A desconstrução da fábrica, da escola tradicional e da família patriarcal, como aponta Žižek(2012) abriram espaço para a construção de um capitalismo “anarco-libertário”, onde a figura do NERD, do gênio tecnológico milionário do século XXI, substituiu tanto o diretor assalariado da grande empresa (típica do capitalismo de grandes corporações do século XX), quanto o empreendedor audaz dos primórdios do capitalismo do século XIX.

 

Se no capitalismo clássico, a ética protestante da acumulação da riqueza por meio o trabalho dava o tom da idelogia dominante, no capitalismo líquido com dominância financeira da pós-modernidade, a ética de impermanência e desapego do budismo ocidental dá as cartas.

 

A noção de uma constante impermanência e de uma transitoriedade permanente, atua de forma a manter todas as forças societárias em um permanente circulo de construção, uso e descarte, como identifica Bauman (2007) ao descrever de modo bastante perspicaz nossos tempos líquidos. Essa configuração estabelece assim uma ideia de que qualquer forma de Estado configurada a partir das perpectivas totalizantes derivadas do hegelianismo seja tomada como uma expressão de um autoritarismo anacrônico.

 

Essa arquitetura conceitual caiu como uma luva para validar ideologicamente o modelo “Reagan-Tachter” implantado no ocidente a partir da década de 1980 que atuou como força de desmonte da experiência do Estado de bem estar social implantada a partir do mundo que emergiu da grande crise dos anos de 1930.

 

Neste sentido, o discurso de “Estado mínimo” é validada simbolicamente no começo dos anos de 1990, a partir do fim do bloco soviético, com a imagem famosa do homem diante de um tanque de guerra, durante a repressão dos protestos da praça da paz celestial em 1989.

 

Ali se vê um ativista pela democracia, em uma China ainda comunista, diante de um tanque.

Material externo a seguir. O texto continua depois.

Issue #8536, opened 2019-05-31
--incompatible_strict_action_env breaks autodetecting Python toolchain on Mac


brandjon:
Enabling `--incompatible_strict_action_env` without providing an explicit `--action_env` causes `PATH` to default to `/bin:/usr/bin`.

https://github.com/bazelbuild/bazel/blob/e495e6b7afff5930e85a149f7809720b72199005/src/main/java/com/google/devtools/build/lib/bazel/rules/BazelRuleClassProvider.java#L169-L171

https://github.com/bazelbuild/bazel/blob/e495e6b7afff5930e85a149f7809720b72199005/src/main/java/com/google/devtools/build/lib/bazel/rules/BazelRuleClassProvider.java#L449-L454

On our Mac CI workers, `python3` is [installed via Homebrew](https://github.com/bazelbuild/continuous-integration/issues/578#issuecomment-490642532) in `/usr/local/bin`. I expect other Mac users would have similar configurations.

This causes downstream failures in my presubmit to flip `--incompatible_use_python_toolchains` for Bazel 0.27. The flag is being flipped anyway. I expect those projects will have to either modify their `--action_env` or somehow modify their buildkite CI to add a custom Python toolchain. 

+cc @philwo for CI, @buchgr for strict action env.

brandjon:
Gerrit breakage tracked [here](https://bugs.chromium.org/p/gerrit/issues/detail?id=10953). Note that their bazelrc contains

```
build --experimental_strict_action_env
build --action_env=PATH
```

I'm not sure why `/usr/local/bin` wouldn't be propagated through `PATH`. It should be in the default environment of the CI workers.

brandjon:
rules_nodejs breakage tracked in bazelbuild/rules_nodejs#809.

brandjon:
Gerrit [sets](https://gerrit.googlesource.com/gerrit/+/refs/heads/master/.bazelrc) `--incompatible_strict_action_env` but also passes in `--action_env=PATH`, so you'd think they'd just get the client's PATH. Yet the error message indicates that the action is running with the default strict action env PATH of `/bin:/usr/bin`.

@buchgr, any idea why that would be?

davido:
IIRC Gerrit sets `--incompatible_strict_action_env` to make dick cache reliably work across different checkout directories (~/projects/gerrit, ~/projects/gerrit2, ...).

buchgr:
[...]

PR #9402, opened 2019-09-18
Specify 2.7 instead of 2 for python version

keith:
This changes the python setup to prefer an executable named `python2.7`
over `python2`. This fixes an issue on macOS where it doesn't ship with
a `python2` executable, but you can install one from homebrew, but
really you'd prefer to be using the system `python2.7` binary. I assume
that this isn't a huge issue because bazel likely doesn't support
versions of python before 2.7.

Follow up to https://github.com/bazelbuild/bazel/commit/3a4be3c93813987a27a97dade3f9ebbc5770e349

### DIFF
--- a/tools/python/utils.bzl
+++ b/tools/python/utils.bzl
@@ -21,7 +21,7 @@ file is less likely to cause bootstrapping issues.
 
 def _expand_pyversion_template_impl(ctx):
     for output, version, strict in [
-        (ctx.outputs.out2, "2", "1"),
+        (ctx.outputs.out2, "2.7", "1"),
         (ctx.outputs.out3, "3", "1"),
         (ctx.outputs.out2_nonstrict, "2", "0"),
         (ctx.outputs.out3_nonstrict, "3", "0"),


keith:
cc @brandjon (we also discussed this in slack), this is meant to fix this issue https://github.com/bazelbuild/bazel/issues/8536#issuecomment-532472396

keith:
Another option in our case is to stop passing `--experimental_strict_action_env` since we set `PATH` explicitly with `--action_env=PATH` and `env -i PATH=... bazel`

keith:
Any thoughts on something like this @brandjon  ?

brandjon:
Hi Keith,

This change makes it so the autodetecting toolchain's PY2 runtime would 1) look for the command `python2.7` (instead of `python2`) on `PATH`, and 2) fallback on `python` if that can't be found (same as before). This feels a bit ad hoc. Currently we don't have a notion of distinguishing between Python minor versions except in the toolchain; why should the default toolchain single out 2.7?

To get precise control over what interpreter is picked, I'd use an explicit Python toolchain instead of relying on the default autodetecting one.

keith:
The core issue I'm trying to fix here is that `python2` isn't provided by macOS, so we have to use `python2.7` specifically. I figured singling out 2.7 was pretty safe since I assume support for <python 2.7 isn't really something we're worried about since folks likely aren't on older versions. We could totally switch to our own toolchain to work around this but this is a subtle bit of non-hermaticity described here https://github.com/bazelbuild/bazel/issues/8536#issuecomment-532472396 that I think it would be nice to fix for everyone

lzell:
Is there any harm in looking for the OS X system-installed `python2.7` binary first, then falling back to `python2` if not found?

ulfjack:
Ping @brandjon

aiuto:
ping @brandjon

keith:
I assume at this point this won't matter for much longer because python 2 support will be removed?

brandjon:
We're not removing support for building and running Python 2 code using Bazel. We've only removed the expectation that Bazel itself (and some language-specific tooling) will work with Python 2.

The issue with this PR is that it is a backwards-incompatible change that solves the problem in an ad hoc way, by changing the default for everyone, to accommodate a situation that is particular to a given environment and IMO better addressed by choosing an explicit toolchain.

(That said, there is some precedent for tweaking the Python interpreter location based on platform in #10432, although that case was for the stub script shebang, and would be eliminated by a future improvement to allow toolchains to specify the shebang string.)

aiuto:
Given the last comments, I'm assuming this PR is dead on arrival.
I'll close in a week if I don't hear from anyone.

keith:
FWIW this is still an issue. I haven't heard an alternative path to fixing this but we might want to. I assume with the current state of python2 at this point folks are feeling super motivated to support this though.

PR #9403, opened 2019-09-18
Add explicit version minimums for macOS tools

keith:
This is a follow up to https://github.com/bazelbuild/bazel/pull/9371
which helps maintain cache hits across different macOS versions. By
default when you compile something on macOS with clang the minimum OS
version is set to the current OS version. This means if you have
developers on multiple OS versions they may not get cache hits.

10.9 was chosen to match rules_apple https://github.com/bazelbuild/rules_apple/commit/86ce42562e784cc5cbd17aeb5f5a5334c856ba9b


keith:
cc @DavidGoldman

keith:
Thanks!

PR #9404, opened 2019-09-18
Update deprecated flag value

thii:
According to the User Manual, `standalone` is a deprecated value for the `--spawn_strategy` flag. This update the Remote Caching page to use the new value `local` instead.


aiuto:
Why are you suggesting this?
What is the context?
Please add that to the PR description.

thii:
Updated.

A gravação que correu o ocidente pelos principais canais de televisão europeus e americanos, representaria o indivíduo em sua luta contra a opressão coletiva, a resistência pacífica contra a violência estatal, o homem natural contra a máquina, a força interior do indivíduo contra a impotência burocrática do Estado hegeliano de bem estar social. O curioso, como mostra Žižek(2011) é que nenhuma dessas imagens faz sentido para um oriental que não passou pela experiência de construção e desconstrução de uma ideia de estado de bem estar social de matriz hegeliana. Os chineses nunca compreenderam aquela imagem com os sentidos ideológicos com que ela foi utilizada no ocidente, porque na sua constituição sociocultural as categorias que se configuraram como base da constituição do Estado passaram por outras narrativas.

 

Desde modo, ao se pensar uma ideologia que se propõe a defender uma ideia de “Estado mínimo” tem de se levar em conta que a liquidação do Estado em uma sociedade capitalista não faz sentido, em função do fato de que as categorias ideias e políticas que compuseram esse Estado estão intimamente ligadas as próprias categorias sociais e políticas que compuseram o mercado capitalista. A função da imagem do homem contra o tanque na praça da paz celestial é a de incutir uma mitologia ideológica na consciência média do homem ocidental e preparar a chegada do Estado líquido moderno. Um estado que é fluído e fugidio para as demandas sociais e rígido e violento para a repressão e a transferência de recursos dos estratos mais pobres da população para as camadas mais abastadas da sociedade.

REFERÊNCIAS

 

 

 

ARENDT, Hannah. As origens do totalitarismo. Tradução de Roberto Raposo. São Paulo: Companhia das letras, 2014.

 

 

BAUMAN, Zygmunt. Tempos líquidos.Tradução de Carlos Alberto Medeiros. Rio de Janeiro: Zahar, 2007.

 

 

________. Vida para consumo: a transformação das pessoas em mercadoria.Tradução de Carlos Alberto Medeiros. Rio de Janeiro: Zahar, 2008.

 

 

HEGEL, G. W. F. Grundlinien der Philosophie des Rechts.Frankfurt: Suhrkamp, 1996.

 

 

________. Fenomenologia do espírito.Tradução de Paulo Meneses. Petrópolis: Vozes, 2014.

 

 

HOBBES, Thomas. O leviatã: matéria, forma e poder de um Estado eclesiástico e civil. Tradução de João Paulo Monteiro e Maria Beatriz Nizza da Silva. São Paulo: Nova Cultural, 1999.

 

 

WESTPHAL, Kenneth. O conceito e a estrutura da filosofia do direito de Hegel. In: BEISER, Frederick C. (ORG) Hegel. Tradução de Guilherme Rodrigues Neto. São Paulo: Ideias e Letras, 2014. pp. 273 – 216.

 

 

Žižek, Slavoj. Primeiro como tragédia, depois como farsa. Tradução de Maria Beatriz de Medina. Boitempo: São Paulo, 2011.

 

 

________. Bem-vindo ao deserto do real: cinco ensaios sobre o 11 de Setembro e datas relacionadas. Tradução de Paulo Cezar Castanheira. São Paulo: Boitempo, 2003.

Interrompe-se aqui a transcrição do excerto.